> **WHAT NEEDS TO BE DONE**:
Transcribe, word for word and with nothing extra, the line containing "cattabiani: No duplication." and each line that comes after it in the entries.

> **MATERIAL SHOWN**:
PR #47, opened 2026-04-16
fix and refactor `get_axon_points`

### LINKED ISSUE #48: `get_axon_points` always picks the last section
In `get_axon_points`, `longestLength` was reset to 0 inside the per-leaf loop, so the 'find longest branch' fallback always picked the last leaf visited instead of the actual longest one. Move the initialisation before the loop so it accumulates correctly across all axonal leaves.

Only affects morphologies where no axonal branch reaches 1060 µm (the extrapolation path). Reference data regenerated accordingly.

We should fix that asap and regenerate the tests. It is also a good moment to refactor the function in general. It has:

- multi-purpose. It is not (S)OLID
- it explores a graph recomputing every time the length. memoization can help
- camelCase -> snake_case
- update docstring
- type hinting
- etc..

cattabiani:
## Context

Fix: #48 #21

## Scope

- Fix `longestLength` bug (#48): was reset inside the per-leaf loop, so the fallback always picked the last branch instead of the longest. Regenerated reference data.
- Decompose `get_axon_points` into 4 focused helpers: `_get_cumulative_length`, `_find_best_axon_branch`, `_get_branch_section_ids`, `_collect_branch_points`, `_extrapolate_branch`.
- Replace per-leaf full-path recomputation with lazy memoized cumulative lengths — each section is measured at most once.
- Flatten `soma_pos` upfront in `_collect_branch_points` to remove per-point shape-mismatch branch.
- Replace `np.vstack` in loop with list collection + single vstack.
- camelCase → snake_case across all `get_axon_points` helpers.
- Add type hints and docstrings to all new functions.
- Remove magic default target_length=1060 — callers must pass explicitly.


bluerecording/positions.py
```diff
@@ -72,125 +72,200 @@ def interp_points(coords, ncomps):
...
+            if length > longest_length:
+                longest_length = length
+                best_idx = idxs
+            if length > target_length:
+                break
 
-            if length > longestLength: # If this branch is longer than the previous longest branch we update the longest brancg
-                longestLength = length
-                bestIdx = idxs
+    need_extension = False
```
jamesgking, line 160: Thanks for finding this issue and fixing.

Do we have morphologies in the tests for both conditions need_extension true, need_extension false?

If not, maybe we can add in this or future pr

cattabiani: there are already. In `make_morphology` the axon is long enough (`need_extension` is `False`). `make_morphology_short` checks the other path

jamesgking: I'll take a closer look at those tests; I would have liked then to have triggered on the bad resetting of the longest_length variable

cattabiani: it was not detected because all the unit tests had just 1 branch. 1 branch -> longest branch == last branch

bluerecording/positions.py
```diff
@@ -72,125 +72,200 @@ def interp_points(coords, ncomps):
...
+    Returns:
+        points: (N, 3) array of 3D positions along the branch.
+        running_len: List of cumulative arc lengths, one per point.
+        current_len: Final cumulative arc length.
+    """
+    last_pt = soma_pos.flatten()
 
-    for x in idxs: # We iterate through the selected axonal sections
+    point_list = [last_pt.reshape(1, 3)]
+    running_len = [0]
```
WeinaJi, line 192: why are `point_list` and `running_len` initialized with the `last point`? Does the `section_ids` contain soma section? Would it add the soma points 2 times ?

bluerecording/positions.py
```diff
@@ -72,125 +72,200 @@ def interp_points(coords, ncomps):
...
-            runningLen.append(currentLen)
-
-
-            points = np.vstack((points, pt))
+        for pt in pts:
+            current_len += np.linalg.norm(pt - last_pt)
+            running_len.append(current_len)
+            point_list.append(pt.reshape(1, 3))
+            last_pt = pt
+            if current_len > target_length:
```
WeinaJi, line 204: The `break` is after list `append`. Should the last point > target_length be included in the results?

bluerecording/positions.py
cattabiani: No duplication. `section_ids` only contains neurite (axon) sections — the soma is never a MorphIO section (see the comment on line 38). The soma point is added once here as a starting anchor so the arc-length calculation correctly includes the gap between the soma center and the first axon point.

bluerecording/positions.py
cattabiani: Yes, it's intentional. The downstream consumer `interp_points_axon` interpolates positions along the branch at specific arc lengths up to `target_length`. To interpolate accurately at exactly `target_length`, you need a point beyond it... otherwise you'd be extrapolating past your last known point. Including that overshoot point ensures the interpolation has data on both sides of the target

jamesgking (dismissed):
LGTM

bluerecording/positions.py
WeinaJi: Ok, I got it wrong from the docstring of `_get_branch_section_ids`. It says soma->tip, maybe better to clarify that.

bluerecording/positions.py
WeinaJi: ok.

WeinaJi (dismissed):

bluerecording/positions.py
cattabiani: good point. I fixed the docstring so it is clear that the soma is not included

cattabiani:
I think I addressed all the comments. I let you check one last time if you have any last-minute comments

WeinaJi (approved):
LGTM!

> **TASK RESULT**:
cattabiani: No duplication. `section_ids` only contains neurite (axon) sections — the soma is never a MorphIO section (see the comment on line 38). The soma point is added once here as a starting anchor so the arc-length calculation correctly includes the gap between the soma center and the first axon point.

bluerecording/positions.py
cattabiani: Yes, it's intentional. The downstream consumer `interp_points_axon` interpolates positions along the branch at specific arc lengths up to `target_length`. To interpolate accurately at exactly `target_length`, you need a point beyond it... otherwise you'd be extrapolating past your last known point. Including that overshoot point ensures the interpolation has data on both sides of the target

jamesgking (dismissed):
LGTM

bluerecording/positions.py
WeinaJi: Ok, I got it wrong from the docstring of `_get_branch_section_ids`. It says soma->tip, maybe better to clarify that.

bluerecording/positions.py
WeinaJi: ok.

WeinaJi (dismissed):

bluerecording/positions.py
cattabiani: good point. I fixed the docstring so it is clear that the soma is not included

cattabiani:
I think I addressed all the comments. I let you check one last time if you have any last-minute comments

WeinaJi (approved):
LGTM!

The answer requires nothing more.